**Requirement**.
Print every line of the data exactly as shown.

Provided material: Begin

PR #777, opened 2026-08-28
ui: unify data-table column alignment

### LINKED ISSUE #758: ui: Tenant Maintenance right-aligns the Resources column; it should be left-aligned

Provided material: End

**Solved problem**.
PR #777, opened 2026-08-28
ui: unify data-table column alignment

### LINKED ISSUE #758: ui: Tenant Maintenance right-aligns the Resources column; it should be left-aligned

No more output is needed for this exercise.